● REQUIRED ACTION
Be exact. Print each record as it stands.
===== DATA =====
PR #934, opened 2025-02-24
fix(tab): focus ring cut off on bottom

jordanstith15:
Closes [COMUI-3411](https://inindca.atlassian.net/browse/COMUI-3411)

[COMUI-3411]: https://inindca.atlassian.net/browse/COMUI-3411?atlOrigin=eyJpIjoiNWRkNTljNzYxNjVmNDY3MDlhMDU5Y2ZhYzA5YTRkZjUiLCJwIjoiZ2l0aHViLWNvbS1KU1cifQ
=====
● SOLUTION FOR THIS TASK
PR #934, opened 2025-02-24
fix(tab): focus ring cut off on bottom

jordanstith15:
Closes [COMUI-3411](https://inindca.atlassian.net/browse/COMUI-3411)

[COMUI-3411]: https://inindca.atlassian.net/browse/COMUI-3411?atlOrigin=eyJpIjoiNWRkNTljNzYxNjVmNDY3MDlhMDU5Y2ZhYzA5YTRkZjUiLCJwIjoiZ2l0aHViLWNvbS1KU1cifQ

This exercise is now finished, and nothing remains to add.